Cognitive science has not changed here. Working memory is limited. Attention is fragile. Multitasking degrades learning. Retrieval strengthens memory. Feedback accelerates expertise. Struggle is not a design flaw. It is the engine of learning. None of this is controversial. It just becomes inconvenient in busy classrooms.
There is also a stamina issue nobody likes talking about. Cognitive endurance is built through sustained effort. If AI gradually removes the need for sustained effort, students may become very good at producing outputs while becoming less comfortable with prolonged thinking. That matters because automation does not eliminate cognition. It concentrates it. Fewer people will need to think deeply, but those who do will need to think very well.
Education has always had a slightly aspirational relationship with effort. We talk about resilience, grit, and intellectual curiosity. Then we structure classrooms to minimise cognitive load for efficiency. AI exposes that contradiction brutally.
Right now, many classrooms look like this. Quick explanation. Partial attention. Significant work assigned for later. Devices open constantly “just in case.” A hopeful assumption that learning will somehow crystallise between dismissal and bedtime. That model worked tolerably when independent work meant independent cognition. That assumption is now, at best, optimistic.
If anything, AI should push us the other way. More thinking where we can see it. More dialogue. More process visibility. Less faith that unsupervised digital environments produce deep understanding. Not because technology is evil, but because cognition still requires effort. Does anyone remember when we had tests in class or had to write an essay in class? It seems that today, 90% of assessments are take-home tasks, why?
Yes, it sounds suspiciously old-fashioned. Sometimes progress is rediscovering what worked before we became distracted by what was new and shiny, and nothing exemplifies that more right now than AI.
Here is the paradox nobody wants to state plainly. The future may involve less routine cognitive labour, much the same way that Google reduced the need to remember things while increasing the penalty for not understanding them. Information became cheap. Judgment did not. AI is likely to do the same for thinking. Routine cognition gets automated. The remaining cognition becomes more valuable. Which makes it slightly odd that some classrooms are drifting toward less visible thinking just as the world is beginning to demand more of it. AI will draft, summarise, code, analyse, predict. But that makes human cognition more valuable, not less. Judgment, creativity, synthesis, ethical reasoning, intellectual independence. Those do not develop through convenience. They develop through effort.
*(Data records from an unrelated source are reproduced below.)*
PR #26822, opened 2026-05-28
[traffic_controller] Avoid cloning PolicyConfig on every check

wstran:
## Summary
`TrafficController::check` runs on the inbound-request critical path (every validator RPC goes through the traffic check). It clones the entire `PolicyConfig` — including its `allow_list: Option<Vec<String>>` and the `PolicyType` threshold configs — solely to read the single `dry_run: bool`. This reads the bool directly under the read lock instead, dropping a per-request heap clone and shortening the lock hold to a single field read.

Behavior is unchanged: `dry_run` is the only field of the cloned config that `check` used; the allow/block decision reads `self.acl`, not the config.

```diff
-        let policy_config = { self.policy_config.read().await.clone() };
+        let dry_run = self.policy_config.read().await.dry_run;

         let allowed = match &self.acl {
             ...
         };

-        match (allowed, policy_config.dry_run) {
+        match (allowed, dry_run) {
```

## Test plan
- `cargo nextest run -p sui-core traffic` — pass
- `cargo xclippy` clean
- `cargo fmt --all -- --check` clean

### DIFF
--- a/crates/sui-core/src/traffic_controller/mod.rs
+++ b/crates/sui-core/src/traffic_controller/mod.rs
@@ -342,7 +342,7 @@ impl TrafficController {
 
     /// Handle check with dry-run mode considered
     pub async fn check(&self, client: &Option<IpAddr>, proxied_client: &Option<IpAddr>) -> bool {
-        let policy_config = { self.policy_config.read().await.clone() };
+        let dry_run = self.policy_config.read().await.dry_run;
 
         let allowed = match &self.acl {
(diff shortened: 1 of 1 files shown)


wstran:
Closing this. On a closer look, in the common (blocklist/default) configuration `PolicyConfig` is a cheap stack copy of scalars/enums — it only heap-allocates when `allow_list = Some` (allowlist mode), and `check()` doesn't read that field there anyway. So removing the clone isn't a meaningful optimization on the hot path. Not worth the churn.

PR #26828, opened 2026-05-29
Land #26816 gas-underflow fix in main

mystenmark:
## Summary

Lands the address-balance gas-underflow fix from #26816 into `main`. #26816 went directly to `releases/sui-v1.72.0` as an out-of-band emergency fix; this brings it to `main`.

On an `InsufficientFundsForWithdraw` early abort, the gas payment's address-balance entries are pruned before smashing (real coins are kept). This avoids underflowing the already-drained address balance at settlement, which otherwise aborts the settlement transaction.

**This is the unconditional fix only.** The follow-up stacked PR adds the protocol-version + mainnet accumulator-version gating so the rollout is safe and mainnet replay stays bit-for-bit correct — kept separate so that gating diff reads cleanly against this fix.

## Test plan

- [x] `cargo check` / `xclippy` on `sui-adapter-latest`
- [x] e2e regression test `test_gas_smash_no_ab_underflow_on_iffw`
- [ ] CI (incl. simtests)

### DIFF
--- a/crates/sui-e2e-tests/tests/address_balance_compatibility_tests.rs
+++ b/crates/sui-e2e-tests/tests/address_balance_compatibility_tests.rs
@@ -1368,6 +1368,94 @@ async fn test_mix_coin_reservations_real_coins_and_shared_object() {
     test_env.cluster.trigger_reconfiguration().await;
 }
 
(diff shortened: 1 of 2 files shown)


tzakian (approved):

Aranmobinarann:
Don't be tired🙏

PR #26829, opened 2026-05-29
Gate #26816 gas-underflow fix for safe rollout (mainnet replay correctness)

mystenmark:
## Summary

Stacked on #26828 (the fix). This PR adds gating so the fix can land in `main` under proper protocol-versioning discipline while reproducing the out-of-band mainnet hotfix bit-for-bit. **The diff here shows exactly how the gating was applied to the pre-existing fix.**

Students should finish the day mentally tired. Not drained from compliance, but tired from thinking. That used to be normal. Increasingly, it seems optional. And AI makes optional thinking dangerously attractive. None of this makes AI the villain. Used well, it is extraordinary. Used lazily, it is intellectual junk food. The technology is neutral. Human motivation rarely is.
Which brings us back to the uncomfortable core argument.
AI will produce some exceptional learners. Students who already lean into challenge now have unprecedented leverage. But it will also produce more students who look competent while leaning heavily on tools they may not fully understand.
Education systems are beginning to sense this, even if public discussion still oscillates between panic and hype. The real issue is not whether AI belongs in education. The issue is whether classrooms remain places where thinking happens visibly, effort is normal, and cognition is developed deliberately. Eventually, someone has to ask the blunt question:
If a student cannot think without the tool, what exactly are schools for?